Figuraos un mundo de piedra, inmenso como el espíritu de nuestra religión, sombrío como sus tradiciones, enigmático como sus parábolas, y todavía no tendréis una idea remota de ese eterno monumento del entusiasmo y la fe de nuestros mayores, sobre el que los siglos han derramado a porfía el tesoro de sus creencias, de su inspiración y de sus artes.

En su seno viven el silencio, la majestad, la poesía del misticismo, y un santo horror que defiende sus umbrales contra los pensamientos mundanos y las mezquinas pasiones de la tierra.

La consunción material se alivia respirando el aire puro de las montañas, el ateísmo debe curarse respirando su atmósfera de fe.

Pero si grande, si imponente se presenta la catedral a nuestros ojos a cualquiera hora que se penetra en su recinto misterioso y sagrado, nunca produce una impresión tan profunda como en los días en que despliega todas las galas de su pompa religiosa, en que sus tabernáculos se cubren de oro y pedrería; sus gradas de alfombra y sus pilares de tapices.

Entonces, cuando arden despidiendo un torrente de luz sus mil lámparas de plata; cuando flota en el aire una nube de incienso, y las voces del coro y la armonía de los órganos y las campanas de la torre estremecen el edificio desde sus cimientos más profundos hasta las más altas agujas que lo coronan, entonces es cuando se comprende, al sentirla, la tremenda majestad de Dios que vive en él, y lo anima con su soplo y lo llena con el reflejo de su omnipotencia.

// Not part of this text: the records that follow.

Issue #5707, opened 2018-07-11
RFE: add option to specify path to Cargo.lock


ignatenkobrain:
In Fedora we package all crate sources (including tests) in `/usr/share/cargo/registry` which is not user-writable. However, we would like to run tests for them after installation. There is already option for `target-dir` and it would be very nice to get option to put Cargo.lock in some other directory so that we could run `cargo test` from there.

ignatenkobrain:
@alexcrichton any idea how the option could be named? I'm thinking about making a patch.

alexcrichton:
Perhaps `--lockfile-path` to mirror `--manifest-path`?

epage:
We talked about this in the Cargo team meeting and are open to people experimenting with this
- CLI flag only, no config, no manifest support
- Name: `--lockfile-path <path>`
- Behind `-Zunstable-options` and docs
  - The flag's docs / `--help` should have `(unstable)` in them
- Looks like it belongs on all commands that take `--manifest-path` except `cargo locate-project`
- Must require the `file_name` be `Cargo.lock` (like we do for `--manifest-path`).  We can always re-evaluate this in the future
- Main question is how this should work if the lockfile or a parent directory is not present
  - I would lean towards "create them" rather than "error"

Ifropc:
@epage sorry it took me some time, but the PR is ready for review.
I followed the guideline you posted in [your comment](https://github.com/rust-lang/cargo/issues/5707#issuecomment-2231276362) (thank you very much!)
1 slight difference is I haven't added `--lockfile-path` on `cargo install` yet, as it's not one of the command that takes the `--manifest-path`. 
I think the main usage of the `lockfile-path` is to enable folks to run commands on readonly folders (and adding it to almost all --`manifest-path` commands for consistency is a good idea). However, `cargo install` doesn't really fit into this category, so I doubt there's going to be any demand for that. 
That being sad, adding it is very easy (and to be completely honest I just completely missed your suggestion up until I opened the PR), so if you think it'd be a nice addition it's not a problem to add it to the set of supported commands.

weihanglo:
@Ifropc No worry. As `--lockfile-path` is not going to be insta-stable, that seems fine to me. We can always discuss use cases later.

weihanglo:
Most major tasks in https://github.com/rust-lang/cargo/issues/5707#issuecomment-2231276362 were addressed via #14326. Below are remaining tasks:

[...]

PR #14326, opened 2024-07-31
Add `--lockfile-path` flag

Ifropc:
This change implements a new `--lockfile-path` proposed in #5707 .

Functionality added:
- Add `--lockfile-path <PATH>` to all commands that support `manifest-path` with exception of:
   - `locate-project` (doesn't use lock file)
   - `verify-project` (is deprecated)
   - `read-manifest` (doesn't use lock file)
- Behind -Zunstable-options and docs
   - The flag's docs / `--help` has (unstable) in them
- `<PATH>` must end with `Cargo.lock`. If specified path doesn't exist (or parent director(ies), create all the parent directories and the lockfile itself

Implementation TLDR: add `requested_lockfile_path` into `Workspace` and set it on `workspace(gctx)` call (setting from the context)
Update `lockfile.lock_root()` to respect `requested_lockfile_path` (if set)
Add test cases covering all affected commands. Tested creating lockfile, reading lockfile, overriding default (`./Cargo.lock`) lockfile, symlink tests. Extra tests for package to make sure pinned versions from path's lockfile are respected (i.e. double check correct lockfile is used)
I doubt this flag will be used for any command that's not read-only, but I tried to cover all the commands.


src/doc/man/includes/options-lockfile-path.md
```diff
@@ -0,0 +1,12 @@
+{{#option "`--lockfile-path` _PATH_"}}
+Changes the path of the lockfile from the default (`./Cargo.lock`) to _PATH_. _PATH_ must end with
```
weihanglo, line 2: The default is `Cargo.lock` at the workspace root.

src/cargo/util/command_prelude.rs
```diff
@@ -1,6 +1,25 @@
+use std::ffi::{OsStr, OsString};
```
weihanglo, line 1: Although I love this "standard" way to arrange import orders, could we follow atomic commit pattern and leave off this to a separate commit or pull request?

src/cargo/util/command_prelude.rs
```diff
@@ -295,6 +297,15 @@ pub trait CommandExt: Sized {
         )
     }
 
+    fn arg_lockfile_path(self) -> Self {
+        self._arg(
+            opt("lockfile-path", "Path to the Cargo.lock file (unstable)")
```
weihanglo, line 302: What about this for consistency?

```suggestion
            opt("lockfile-path", "Path to Cargo.lock (unstable)")
```

src/cargo/util/command_prelude.rs
```diff
@@ -295,6 +297,15 @@ pub trait CommandExt: Sized {
...
+                .value_name("FILE")
+                // TODO: seemed to be the best option, but maybe should be something else?
```
weihanglo, line 304: I feel it makes sense to put `--manifest-path` and `--lockfile-path` side by side.

```suggestion
```

src/cargo/util/command_prelude.rs
```diff
@@ -986,6 +1003,64 @@ pub fn root_manifest(manifest_path: Option<&Path>, gctx: &GlobalContext) -> Carg
...
+pub fn lockfile_path(
+    lockfile_path: Option<&Path>,
+    gctx: &GlobalContext,
+) -> CargoResult<Option<PathBuf>> {
+    let path;
+
+    if let Some(lockfile_path) = lockfile_path {
+        if !gctx.cli_unstable().unstable_options {
+            bail!("`--lockfile-path` option requires `-Zunstable-options`")
+        }
```
weihanglo, line 1015:
```suggestion
        gctx.cli_unstable()
            .fail_if_stable_opt("--lockfile-path", 5707)?;

```

src/cargo/util/command_prelude.rs
```diff
@@ -986,6 +1003,64 @@ pub fn root_manifest(manifest_path: Option<&Path>, gctx: &GlobalContext) -> Carg
...
+
+        if lockfile_path.is_absolute() {
+            path = lockfile_path.to_path_buf();
+        } else {
+            path = gctx.cwd().join(lockfile_path);
+        }
```
weihanglo, line 1021: This should be sufficient.

* [`Path::join`](https://doc.rust-lang.org/1.80.0/std/path/struct.Path.html#method.join)  replaces the original path if the given is absolute.
* Place the variable declaration together when binding.


```suggestion
        let path = gctx.cwd().join(lockfile_path);
```

src/cargo/util/command_prelude.rs
```diff
@@ -986,6 +1003,64 @@ pub fn root_manifest(manifest_path: Option<&Path>, gctx: &GlobalContext) -> Carg
...
+        if path.is_dir() {
+            bail!(
+                "lockfile path `{}` is a directory but expected a file",
+                lockfile_path.display()
+            )
+        }
+        if !path.exists() {
+            // Root case should already be covered above
+            let parent_path = lockfile_path
+                .parent()
```
weihanglo, line 1038: If it is already covered, should we use `expect("...")` instead?

src/cargo/util/command_prelude.rs
```diff
@@ -986,6 +1003,64 @@ pub fn root_manifest(manifest_path: Option<&Path>, gctx: &GlobalContext) -> Carg
     }
 }
 
+pub fn lockfile_path(
+    lockfile_path: Option<&Path>,
+    gctx: &GlobalContext,
+) -> CargoResult<Option<PathBuf>> {
+    let path;
+
+    if let Some(lockfile_path) = lockfile_path {
```
weihanglo, line 1012: Use `let-else` so we can have less indentation levels.

```suggestion
    let Some(lockfile_path) = lockfile_path else {
        return Ok(None);
    };
```

weihanglo:
Thanks for the contribution btw!

epage:
Thanks for your work on this!

The commit history looks like its from how this was developed over time.  Do you think you could clean it up?  Maybe an example set of commits
1. Refactor commits for making it easier to implement
2. Commit that adds any new tests, showing the current behavior (ie running `cargo test` on this commit should pass)
3. Feature commit w/ test updates so they continue passing

weihanglo:
> I'm guessing I should just squash + commits together? From my understanding on each separate commit cargo test must always pass, and each separate commit should represent a block of added functionality (or a new test scenario)

Squashing all commtis into one isn't needed. We follow atomic commits as possible as we could. It makes reviews smoother and easier, increasing the chance of PR being merged.

Usually for bugfix I would expect one commit shows the problemtic behavior (and passes CI by assertion the incorrect behavior), and the other commit fixes both the bad behavior and test. You can read [some examples](https://doc.crates.io/contrib/process/working-on-cargo.html#submitting-a-pull-request) here in the contributing guide.

If you feel like some refactors can be break out to a separate pull request. Feel free to do so!

epage:
To expand on that, generally atomic commits are fix/feature, test updates, documentation updates, etc.   We only break from this in more extreme cases (#14141).

That said, something we encourage, as shown in those examples, is adding tests in a commit before feature / fix work that shows the existing behavior (ie tests must pass).  Its a little odd when its something like a new CLI flag as the tests will show just "unknown command line flag".  What you can instead do is write the tests without the flag and then in the commit with the flag added, add the flag to the tests.  This will show to reviewers how the behavior changed with the introduction of this flag.

If you are doing TDD, you might be intentionally having failing tests.  That is understandable but separate from how to organize commits.  Have the "new test" commit then locally make the tests fail and work on the new behavior in that situation and then commit when they start passing again.  Of course, actual development can be a lot messier than that and commits might need to be re-organized after the fact and thats ok too.  Sometimes, the re-organization is too messy and not worth it.  That is the case where a mixture of squashing and leaving things as-is is best.

Ifropc:
Thanks Ed, I think I'll try a mixture of squashing and re-organizing, just to get the general idea and not have messy history again

src/cargo/util/command_prelude.rs
Ifropc: This wasn't an intended change, and simply auto-refactoring of the imports. I also (usually) prefer not to mess with imports to avoid merge conflicts. Rolled back this change :+1:

src/doc/man/includes/options-lockfile-path.md
Ifropc: Good catch. It was under assumption that we already running a command from the workspace root 😄

src/cargo/util/command_prelude.rs
Ifropc: Good catch, thanks!

src/cargo/util/command_prelude.rs
```diff
@@ -986,6 +1003,64 @@ pub fn root_manifest(manifest_path: Option<&Path>, gctx: &GlobalContext) -> Carg
...
+            })?;
+
+            if !exists {
+                fs::create_dir_all(parent_path).with_context(|| {
+                    format!(
+                        "Failed to create lockfile-path parent directory {}",
+                        parent_path.display()
+                    )
+                })?
+            }
```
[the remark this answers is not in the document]
Ifropc: Missed that, thanks! Def would want to be consistent across the codebase

src/cargo/core/workspace.rs
```diff
@@ -647,6 +651,14 @@ impl<'gctx> Workspace<'gctx> {
         self
     }
 
+    pub fn requested_lockfile_path(&self) -> Option<&PathBuf> {
+        self.requested_lockfile_path.as_ref()
+    }
+
+    pub fn set_requested_lockfile_path(&mut self, path: Option<PathBuf>) {
+        self.requested_lockfile_path = path;
+    }
```
weihanglo, line 660: Could we make `lockfile_path` work in the similar pattern like `target_dir`? That is,

* `pub fn lockfile_path()` returns a  `FileSystem`. By default check `Workspace.requested_lockfile_path`, which is `Option<FileSystem>`.
* If none, calls `fn default_lockfile_path()` to get `ws.root.join("Cargo.lock")`.

src/cargo/ops/lockfile.rs
```diff
@@ -247,6 +248,14 @@ fn emit_package(dep: &toml::Table, out: &mut String) {
 }
 
 fn lock_root(ws: &Workspace<'_>) -> Filesystem {
+    if let Some(requested) = ws.requested_lockfile_path() {
```
weihanglo, line 251: If we had `Workspace::lockfile_path()`, this function can be rewritten to

```rust
fn lock_root(...) {
    if ws.root_maybe().is_embedded() {
        ws.target_dir()
    } else {
        ws.lockfile_path().parent().expect("lockfile path exists")
    }
}
```
What do you think?

src/bin/cargo/commands/fix.rs
```diff
@@ -71,8 +71,7 @@ pub fn exec(gctx: &mut GlobalContext, args: &ArgMatches) -> CliResult {
     // Unlike other commands default `cargo fix` to all targets to fix as much
     // code as we can.
     let root_manifest = args.root_manifest(gctx)?;
-    let mut ws = Workspace::new(&root_manifest, gctx)?;
-    ws.set_resolve_honors_rust_version(args.honor_rust_version());
+    let ws = args.workspace(gctx)?;
```
weihanglo, line 74: Using `args.workspace()` here have `cargo fix` to respect [`-Zavoid-dev-deps`](https://doc.rust-lang.org/nightly/cargo/reference/unstable.html?highlight=avoid-dev-d#avoid-dev-deps), which previous it didnt.

I think it is intentionally, as `cargo fix` by default also builds test targets, which requires dev-dependencies.

src/cargo/core/workspace.rs
```diff
@@ -103,6 +103,9 @@ pub struct Workspace<'gctx> {
     // file. This is set for `cargo install` without `--locked`.
     ignore_lock: bool,
 
+    // Requested path of the lockfile (i.e. passed as the cli flag)
+    requested_lockfile_path: Option<PathBuf>,
```
weihanglo, line 107: Use doc comment is preferrable.

(Just notice some fields here should switch to doc comemnt as well)

```suggestion
    /// Requested path of the lockfile (i.e. passed as the cli flag)
    requested_lockfile_path: Option<PathBuf>,
```

src/cargo/ops/cargo_package.rs
```diff
@@ -248,7 +248,12 @@ pub fn package(ws: &Workspace<'_>, opts: &PackageOpts<'_>) -> CargoResult<Vec<Fi
     }
     let pkgs = ws.members_with_features(specs, &opts.cli_features)?;
 
-    if ws.root().join("Cargo.lock").exists() {
+    let default_lockfile = ws.root().join("Cargo.lock");
```
weihanglo, line 251: Call `ws.lockfile_path()` and we don't need to duplicate ourselves.
See https://github.com/rust-lang/cargo/pull/14326#discussion_r1702450833

src/cargo/util/command_prelude.rs
```diff
@@ -986,6 +1001,41 @@ pub fn root_manifest(manifest_path: Option<&Path>, gctx: &GlobalContext) -> Carg
...
+    let Some(lockfile_path) = lockfile_path else {
+        return Ok(None);
+    };
+
+    gctx.cli_unstable()
+        .fail_if_stable_opt("--lockfile-path", 5707)?;
+
+    let path = gctx.cwd().join(lockfile_path);
+
+    if !path.ends_with(LOCKFILE_NAME) && !crate::util::toml::is_embedded(&path) {
```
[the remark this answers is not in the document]
Ifropc: I think it _should_ work. I initially added a basic test for it https://github.com/Ifropc/cargo/commit/164aae02d27339c6e5f33e1a4c619e0c4ed79bef but removed it since (not sure why actually). 
Do you think we would need a better test coverage for `-Zscript`? If yes, I'd prefer to cover it with tests in a separate PR. If no, I can just bring the test back.
(FYI: there's a missing `.no_manifest()` on 
```rust
  let p = project()
        .no_manifest()
```  
But it still works with adding `.no_manifest()`)

src/cargo/util/command_prelude.rs
```diff
@@ -986,6 +1001,41 @@ pub fn root_manifest(manifest_path: Option<&Path>, gctx: &GlobalContext) -> Carg
...
+        bail!(
+            "lockfile path `{}` is a directory but expected a file",
+            lockfile_path.display()
+        )
+    }
+    if !path.exists() {
+        // Root case should already be covered above
+        let parent_path = lockfile_path.parent().expect("lockfile path can't be root");
+
+        paths::create_dir_all(parent_path)?;
```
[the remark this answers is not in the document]
Ifropc: Hmm that's fair. I can move the logic of creating directory into `write_pkg_lockfile`. 
In that case, I think we should bring back the logic of validating the path, while creating the dirs on writing the lockfile.
WDYT?

src/cargo/ops/lockfile.rs
```diff
@@ -1,19 +1,20 @@
-use std::io::prelude::*;
-
 use crate::core::{resolver, Resolve, ResolveVersion, Workspace};
 use crate::util::errors::CargoResult;
 use crate::util::Filesystem;
+use std::io::prelude::*;
```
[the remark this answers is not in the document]
Ifropc: Sorry it's my IDE auto-imports stuff again. Let me disable it entirely

src/cargo/core/workspace.rs
Ifropc: So to clarify, we basically want to move logic on of `cargo::ops::lockfile::lock_root` into worspace instead, right? I was originally thinking about it, but wasn't sure if I should move that piece of code around

src/cargo/ops/lockfile.rs
Ifropc: Yep that's what I was originally thinking of doing too actually! Let me fix that

tests/testsuite/lockfile_path.rs
weihanglo, line 1: Just found I missed reviewing this file 😞.

It was folded by GitHub. I'll take a look later!

src/cargo/ops/cargo_package.rs
```diff
@@ -248,7 +248,12 @@ pub fn package(ws: &Workspace<'_>, opts: &PackageOpts<'_>) -> CargoResult<Vec<Fi
...
+    if ws
+        .requested_lockfile_path()
+        .unwrap_or_else(|| &default_lockfile)
```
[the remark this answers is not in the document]
Ifropc: Agree on that, will do some refactoring, good catch!

src/cargo/ops/lockfile.rs
Ifropc: Moved `lock_root()` all together into `worspace`, to keep current behavior. It also looks like the idea of `Filesystem` is to hold directory path to work with files inside it.
LMK if that's what you were thinking 
132ba16779eb2c28d43796a82160ce02348158d1

src/cargo/util/command_prelude.rs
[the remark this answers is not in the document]
weihanglo: I mean. `path` not ending with `Cargo.lock` is already emitting error. Why we need to check if it is not embedded (not ends with `.rs`)?

For `-Zscript` support, I think have a test for `cargo run` with both `--lockfile-path` and `--manifest-path` provided should cover it.

weihanglo (commented):
Sorry for the delay and we are making progress!

src/cargo/util/command_prelude.rs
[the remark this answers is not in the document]
Ifropc: Yeah that makes sense, I think I got accidentally mixed logic for lockfile directory in there, not sure why this check is still there, good catch! I will also cover it with a test case ^

tests/testsuite/lockfile_path.rs
```diff
@@ -0,0 +1,420 @@
...
+        let lockfile_path_argument = "mylockfile/Cargo.lock";
+        let p = project()
+            .file("Cargo.toml", TOML)
+            .file("src/main.rs", "fn main() {}")
+            .file("mylockfile/Cargo.lock", PINNED_VERSION)
+            .build();
+
+        make_basic_command(&mut p.cargo("package"), lockfile_path_argument.to_string()).run();
+
+        assert!(!p.root().join("Cargo.lock").is_file());
```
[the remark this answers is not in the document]
Ifropc: Haha fair point 😆

tests/testsuite/lockfile_path.rs
```diff
@@ -0,0 +1,420 @@
...
+    if lockfile_must_exist(command) {
+        return;
+    }
+
+    let lockfile_path_argument = "mylockfile/is/burried/Cargo.lock";
+    let p = make_project().build();
+    let registry = RegistryBuilder::new().http_api().http_index().build();
+
+    make_execs(&mut p.cargo(command), lockfile_path_argument.to_string())
+        .replace_crates_io(registry.index_url())
```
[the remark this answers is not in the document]
Ifropc: Yeah I went overboard with dryness that hurt readability and made tests to be overloaded. Let me simplify it!

tests/testsuite/lockfile_path.rs
```diff
@@ -0,0 +1,420 @@
...
+fn make_basic_command(execs: &mut Execs, lockfile_path_argument: String) -> &mut Execs {
+    return execs
+        .masquerade_as_nightly_cargo(&["unstable-options"])
+        .arg("-Zunstable-options")
+        .arg("--lockfile-path")
+        .arg(lockfile_path_argument);
+}
+
+fn lockfile_must_exist(command: &str) -> bool {
+    return command == "pkgid" || command == "publish" || command == "package";
```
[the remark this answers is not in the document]
Ifropc: This will go away when I rewrite the test structure!

tests/testsuite/lockfile_path.rs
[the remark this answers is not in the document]
Ifropc: I went with dry approach mainly because I'm very new to codebase and wanted to cover as much as possible to make sure I'm not breaking everything (and copy-pasting same test case for each command felt like something I don't want to do). Now I'm 100% re-thinking this approach,
> You don't need to test every command in every aspect. It is sufficient to just pick one command and test it exhaustively (unless some command diverges).

I agree that we should remove testing every command feels absolutely unnecessary to do that and introduces bunch of very similar tests, I will leave only "unique" once (that require special setup, like publish); `manifest` and `run`

> or have a loop over them in one test

I think it's better to have separate `#[test]` because the way we setup project or command invocation is different from command to command.

> Just need to make sure we're using with_{stderr,stdout}_data with the snapshot str! macro (we are migrating to snapthos as possible as we could

Got it! I will check a bit more into the reasoning  

> Personally, I would drop declarative macros

Yep agree on that too. Really didn't want to copy-paste the same cases during development 😆 

 > For code sharing, it's better to write test helpers for dumb things like project creations, and try to keep them as a whole for readability, don't break them into small pieces just for sharing.

I think I personally prefer test helpers for stuff like initializing the test environment that is same between the tests, but I do know a lot of people who just prefer copy-pasting it everywhere for readability. If we are making tests wet I think I'll just get rid away of helpers too, so there's a clear test scenario

Ifropc:
Thank you for the patience Weihang! I usually try to get back on the comments and resolve them ASAP but it's getting late here and I'm quite busy over the weekend. Will try to fix the remaining pieces early next week (Monday)

tests/testsuite/lockfile_path.rs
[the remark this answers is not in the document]
weihanglo: BTW I didn't mean copy-pasting everything. We need to weigh on different aspects. 

Another example is that assertions are easier to extract into shared code, like
https://github.com/rust-lang/cargo/blob/b66cad8038bd0a94164a4ecd1b2c12075a42610d/tests/testsuite/vendor.rs#L154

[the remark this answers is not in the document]
Ifropc: Thanks for this example, I'll do another iteration on the tests and please feel free to point out to anything that you think should be improved!

src/cargo/core/workspace.rs
Ifropc: > (Just notice some fields here should switch to doc comemnt as well)

Addressed it in #14397 before it is forgotten

tests/testsuite/lockfile_path.rs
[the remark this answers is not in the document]
Ifropc: Refactored tests, should be in a better shape now. LMK if you still think we should trim something down

weihanglo:
I am not sure if this is ready for another round of review, so

@rustbot author

When ready, please click the GitHub “Re-request review” button, or add a comment `@rustbot review`.

src/cargo/util/command_prelude.rs
```diff
@@ -986,6 +1001,44 @@ pub fn root_manifest(manifest_path: Option<&Path>, gctx: &GlobalContext) -> Carg
...
+        let parent_path = lockfile_path.parent().expect("lockfile path can't be root");
+
+        // Fail early if parent path existence can't be verified (e.g. due to permissions)
+        parent_path.try_exists().with_context(|| {
+            format!(
+                "failed to fetch lock file's parent path metadata {}",
+                parent_path.display()
+            )
+        })?;
+    }
```
epage, line 1037: I've not been following the review too closely lately but it looks like this errors if the parent directory is not present

From #5707

> Main question is how this should work if the lockfile or a parent directory is not present
>
> > I would lean towards "create them" rather than "error"

Could you call out in the PR description why you made that behavior decision?

src/cargo/util/command_prelude.rs
```diff
@@ -986,6 +1001,44 @@ pub fn root_manifest(manifest_path: Option<&Path>, gctx: &GlobalContext) -> Carg
...
+        )
+    }
+    if !path.exists() {
+        // Root case should already be covered above
+        let parent_path = lockfile_path.parent().expect("lockfile path can't be root");
+
+        // Fail early if parent path existence can't be verified (e.g. due to permissions)
+        parent_path.try_exists().with_context(|| {
+            format!(
+                "failed to fetch lock file's parent path metadata {}",
```
epage, line 1033: If we keep this error description, we should frame it in terms of the user (which the comment focuses on) rather than the implementation

src/cargo/util/command_prelude.rs
```diff
@@ -986,6 +1001,44 @@ pub fn root_manifest(manifest_path: Option<&Path>, gctx: &GlobalContext) -> Carg
...
+    };
+
+    gctx.cli_unstable()
+        .fail_if_stable_opt("--lockfile-path", 5707)?;
+
+    let path = gctx.cwd().join(lockfile_path);
+
+    if !path.ends_with(LOCKFILE_NAME) {
+        bail!("the lockfile-path must be a path to a {LOCKFILE_NAME} file")
+    }
```
epage, line 1019: nit: a part of me would prefer to be more explicit that this is about `file_name`

src/cargo/util/command_prelude.rs
Ifropc: Hi Ed, we are creating parent directory in [write_pkg_lockfile](https://github.com/rust-lang/cargo/blob/76d75059091923fc00a4749090d93151d1d418f7/src/cargo/ops/lockfile.rs#L87-L89). I added this check so we can fail early if we can't check for parent path and know it can't be created (e.g. loop symlinks).
But now that I think of it, if we have write only permission on a directory (`-w-`), then this check will fail when we still can create directory. Let me actually remove it

src/cargo/util/command_prelude.rs
Ifropc: [Removed the check](https://github.com/rust-lang/cargo/pull/14326#discussion_r1717333464)

Ifropc:
Thanks @weihanglo , yes it should be ready. I'm more available now and will be able to address comments the same day!

@rustbot review

tests/testsuite/lockfile_path.rs
```diff
@@ -0,0 +1,510 @@
...
+    let args = args.collect::<Vec<_>>();
+    println!("bin: {bin}");
+    println!("args: {args:?}");
+}
+
+#[test]
+fn test () {}
+"#;
+    let lockfile_path_argument = "mylockfile/Cargo.lock";
+    let p = project().file("src/main.rs", ECHO_SCRIPT).build();
```
weihanglo, line 496: I guess we don't need any content inside the main function, since asserting them is the job of `script.rs` test suite.

```suggestion
    let p = project().file("src/main.rs", "fn main()").build();
```

tests/testsuite/lockfile_path.rs
```diff
@@ -0,0 +1,510 @@
...
+version = "0.5.0"
+authors = ["wycats@example.com"]
+edition = "2015"
+
+[[bin]]
+
+name = "test_foo"
+
+[dependencies]
+hello = "1.0.0"
```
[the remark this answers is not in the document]
Ifropc: Yep that's true, I was using actual dependency just to see everything is working and forgot to replace it with mock dependency. Let me fix that. Good catch!

tests/testsuite/lockfile_path.rs
```diff
@@ -0,0 +1,510 @@
...
+"#
+        ]]
+    } else {
+        str![[
+            r#"[WARNING] please specify `--format-version` flag explicitly to avoid compatibility problems
+[ERROR] failed to create directory `[ROOT]/foo/somedir/link`
+
+Caused by:
+  Cannot create a file when that file already exists. (os error 183)
+
```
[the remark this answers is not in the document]
Ifropc: Good point, I didn't know we can do that 👍🏼

tests/testsuite/lockfile_path.rs
```diff
@@ -0,0 +1,510 @@
...
+    let dst = "dst";
+    let src = "somedir/link";
+    let lockfile_path_argument = format!("{src}/Cargo.lock");
+
+    let p = make_project().symlink_dir(dst, src).build();
+
+    fs::create_dir(p.root().join("dst"))
+        .unwrap_or_else(|e| panic!("could not create directory {}", e));
+    assert!(p.root().join(src).is_dir());
```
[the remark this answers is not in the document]
Ifropc: I think I just copied from the main code I had, fixed!

Ifropc:
Thanks for your patience @weihanglo !
@rustbot review

weihanglo (approved):
Thanks @Ifropc for your patience and contribution! 

This is in a good state to merge. It is still unstable so if any bug emerges we can always fix later!

weihanglo:
@Ifropc 

Here are some tasks we can do in follow-ups, if you're still interested :)

https://github.com/rust-lang/cargo/issues/5707#issuecomment-2293655336

For feature gated tests, we should have

* One without `-Zunstable-options` and fails.
* One with `-Zunstable-options but not with `masquerade_as_nightly_cargo`.

For reference: https://github.com/rust-lang/cargo/blob/d3e84f01ff48d19892035b77db7e9c4eda87bf1f/tests/testsuite/build.rs#L298-L319

epage:
If we're going back and making changes, please rename `make_execs` to something that describes what it does, rather than based on its return type.  Personally, I would recommend removing it.  It adds an extra layer of indirection (opaqueness) for little benefit.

El mismo día en que tuvo lugar la escena que acabamos de referir, se celebraba en la catedral de Toledo el último de la magnífica octava de la Virgen.

La fiesta religiosa había traído a ella una multitud inmensa de fieles; pero ya ésta se había dispersado en todas direcciones, ya se habían apagado las luces de las capillas y del altar mayor, y las colosales puertas del templo habían rechinado sobre sus goznes para cerrarse detrás del último toledano, cuando de entre las sombras, y pálido, tan pálido como la estatua de la tumba en que se apoyó un instante mientras dominaba su emoción, se adelantó un hombre que vino deslizándose con el mayor sigilo hasta la verja del crucero. Allí la claridad de una lámpara permitía distinguir sus facciones.

Era Pedro.

¿Qué había pasado entre los dos amantes para que se arrestara al fin a poner por obra una idea que sólo el concebirla había erizado sus cabellos de horror? Nunca pudo saberse. Pero él estaba allí, y estaba allí para llevar a cabo su criminal propósito. En su mirada inquieta, en el temblor de sus rodillas, en el sudor que corría en anchas gotas por su frente, llevaba escrito su pensamiento.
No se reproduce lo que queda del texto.